The key results can be summarized as follows:

  • Much larger sample sizes are typically required under RD than RA designs. Consider the most commonly-used design in education-related impact studies where equal numbers of schools are assigned to treatment or control status. Under this design, about 114 total schools (57 treatment and 57 control) are required to yield an MDE of 0.25 standard deviations, assuming a regression R2 value of 0.5 (Design III; Table 7.1). The corresponding figure for the RA design is only 42 total schools (Table 7.3). Similarly, for the classroombased Design II, the required number of schools is 45 for the RD design (Table 7.1), compared to only 16 for the RA design (Table 7.3).
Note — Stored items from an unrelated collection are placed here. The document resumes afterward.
PR #8025, opened 2025-09-05
 HTTP/2 Tracker Support via libcurl

### LINKED ISSUE #4334: pipeline HTTP tracker requests over the same connection
1.2.4

how to reproduce it.

I have around 2500 torrents in qBt. If I start them all at once, the announces go through all at once and some 500-600 would fail(timed out). I think the tracker gets overwhelmed by the sudden influx of simultaneous announce requests. There should be a limit to max simultaneous announce requests. Maybe make a queue system which would send max "x" amount of announces/second.

TeholTheOnly:
Fixes #4334

Introduces native HTTP/2 support for tracker announces through libcurl integration, enabling connection multiplexing and improved performance while maintaining full backward compatibility.

#### Key Changes
- Added curl_tracker_client implementing tracker_client_interface for HTTP/2 announces
- Implemented dedicated curl_thread_manager for async libcurl operations
- Connection pooling and multiplexing for reduced overhead
- Opt-in feature via settings_pack::use_libcurl_for_trackers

  • Because of resource constraints, school-based RD designs may only be feasible for interventions that are likely to have relatively large effects (about 0.33 standard deviations or more). Under Design III, 66 schools (33 treatment and 33 control) are required to achieve an MDE of 0.33 standard deviations (assuming an R2 value of 0.50; Table 7.1). This number is comparable to the number of schools that are typically included in large-scale experimental impact evaluations funded by the U.S. Department of Education.
  • A 2:1 split of the sample has a small effect on statistical power. The required school sample sizes are similar in Tables 7.1 and 7.2. This occurs because as discussed, a balanced sample allocation yields larger RD design effects than an unbalanced allocation, but also yields smaller variances under the RA design; these two effects are largely offsetting.
  • R2 values matter. The viability of RD designs in education research hinges critically on the availability of detailed baseline data at the aggregate school or individual student level—and in particular, pretest data—that can be used as covariates in the regression models to improve R2 values. For instance, for the school-based Design III, the number of schools required to achieve an MDE of 0.33 standard deviations is 39 if the R2 value is 0.70, 66 if the R2 value is 0.50, and 131 for a zero R2 value (Table 7.1).
  • RD designs may be most viable for less-clustered designs where classrooms or students are the unit of treatment assignment. For example, under the classroom-based Design II, 45 schools are required to achieve an MDE of 0.25 standard deviations, assuming an R2 value of 0.50 (Table 7.1). The comparable figure for the classroom-based Design V (with random school effects) increases to only 53, because, as discussed, RD design effects are smaller for this design than for Design II. For the student-level Design I, the comparable number of required schools is 13 schools (Table 7.1).